Las armas secretas
The Secret Weapons |
Author(s) |
Julio Cortázar |
Original title |
Las armas secretas |
Country |
Argentina |
Language |
Spanish |
Publication date |
1959 |
Las armas secretas (translates to The Secret Weapons in English) is a book of 5 short stories written by Julio Cortázar. Four of the stories appear in translation in the volume Blow-up and Other Stories (alternatively titled The End of the Game and Other Stories); one story, "Cartas de Mamá," has never been translated into English.
Stories
- Letters from Mom: a story about an Argentine couple living in exile in Paris where they live under the yoke of a dark story that happened before leaving Buenos Aires.
- Good services ("At Your Service" in the US translation): a mystery with a strong element of social criticism.

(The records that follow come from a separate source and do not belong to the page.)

PR #101, opened 2024-01-16
feat: Add clang-format for formatting C/C++

jsharpe:
---

### Type of change

Add support for formatting C/C++ code using clang-format.

### Test plan

- New test cases added
Added example C++ file to show it is formatted by clang-format when format is run.

### DIFF
--- a/example/tools/BUILD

- The Droolings of the Devil ("Blow-Up" in the US translation): the story that inspired the film Blowup by Michelangelo Antonioni for its digressive execution of metalinguistic narrative and lucid contemplation; (its beginning guarantees it, never will you know how it has to be told, if in the first person or in the second, using the third person plural or continually inventing forms that serve no purpose)
- The Pursuer: a homage to jazz and the creator of bebop, Charlie Parker, in which Cortázar unfurls countless musical choices, between allegories and metaphors, that reveal to the reader the author's exquisite passion for music.
- Daily Terror ("Secret Weapons" in the US translation): the story of the same title as the book that assembles these stories, centering on the conflict between Pierre and Michele, a young couple in Paris after World War II.